→ **Required work**
In this exercise, reproduce the whole listing exactly.

→ **Records for processing**
PR #116, opened 2024-02-29
Dev

gshennvm:
# What does this PR do ?

upgrade dockerfile and package versions to latest nemo release

### DIFF
--- a/CHANGELOG.md
+++ b/CHANGELOG.md
@@ -6,6 +6,13 @@ The format is based on [Keep a Changelog](https://keepachangelog.com/en/1.0.0/) 
 ## [Next Version]
 
 ### New features and optimizations
+
+### Breaking changes
+
+### Bug Fixes
+
+## [0.2.0] - 2024-02
+### New features and optimizations
 - Added public-facing official Dockerfile for NeMo-Aligner.
 - PPO: memory optimization to help avoid OOM in the actor when sending training data to the critic.
 - PPO: it is now possible to use a custom end string in `sampling_params.end_strings` that is different from `<extra_id_1>`.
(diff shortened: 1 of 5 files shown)


nemo_aligner/package_info.py
```diff
@@ -14,9 +14,9 @@
 
 
 MAJOR = 0
-MINOR = 1
+MINOR = 2
 PATCH = 0
-PRE_RELEASE = "rc0"
+PRE_RELEASE = ""
```
odelalleau, line 19: Should we use something like `0.3.0.dev` since technically we are now working on the next version in `main`?

odelalleau (approved):
Looks good to me, I assume the new Dockerfile matches the one from the new NeMo.

nemo_aligner/package_info.py
gshennvm: yup! fixed https://github.com/NVIDIA/NeMo-Aligner/commit/62005260051edb5d9ea4794fa1fc3b170155e239

CHANGELOG.md
```diff
@@ -5,6 +5,14 @@ The format is based on [Keep a Changelog](https://keepachangelog.com/en/1.0.0/)
 
 ## [Next Version]
 
+### New features and optimizations
+
+### Breaking changes
+
+### Bug Fixes
+- Fixed issue where random sampler keeps state when resetting for validation, leading to a different validation batch each validation step. Fixed by using a deterministic sampler
```
gshennvm, line 13: @odelalleau also fixed this for comment with the random sampler fixes

odelalleau: Ok for me -- I may rewrite it when I implement the version we discussed.

odelalleau (approved):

→ **Exercise response**
PR #116, opened 2024-02-29
Dev

gshennvm:
# What does this PR do ?

upgrade dockerfile and package versions to latest nemo release

### DIFF
--- a/CHANGELOG.md
+++ b/CHANGELOG.md
@@ -6,6 +6,13 @@ The format is based on [Keep a Changelog](https://keepachangelog.com/en/1.0.0/) 
 ## [Next Version]
 
 ### New features and optimizations
+
+### Breaking changes
+
+### Bug Fixes
+
+## [0.2.0] - 2024-02
+### New features and optimizations
 - Added public-facing official Dockerfile for NeMo-Aligner.
 - PPO: memory optimization to help avoid OOM in the actor when sending training data to the critic.
 - PPO: it is now possible to use a custom end string in `sampling_params.end_strings` that is different from `<extra_id_1>`.
(diff shortened: 1 of 5 files shown)


nemo_aligner/package_info.py
```diff
@@ -14,9 +14,9 @@
 
 
 MAJOR = 0
-MINOR = 1
+MINOR = 2
 PATCH = 0
-PRE_RELEASE = "rc0"
+PRE_RELEASE = ""
```
odelalleau, line 19: Should we use something like `0.3.0.dev` since technically we are now working on the next version in `main`?

odelalleau (approved):
Looks good to me, I assume the new Dockerfile matches the one from the new NeMo.

nemo_aligner/package_info.py
gshennvm: yup! fixed https://github.com/NVIDIA/NeMo-Aligner/commit/62005260051edb5d9ea4794fa1fc3b170155e239

CHANGELOG.md
```diff
@@ -5,6 +5,14 @@ The format is based on [Keep a Changelog](https://keepachangelog.com/en/1.0.0/)
 
 ## [Next Version]
 
+### New features and optimizations
+
+### Breaking changes
+
+### Bug Fixes
+- Fixed issue where random sampler keeps state when resetting for validation, leading to a different validation batch each validation step. Fixed by using a deterministic sampler
```
gshennvm, line 13: @odelalleau also fixed this for comment with the random sampler fixes

odelalleau: Ok for me -- I may rewrite it when I implement the version we discussed.

odelalleau (approved):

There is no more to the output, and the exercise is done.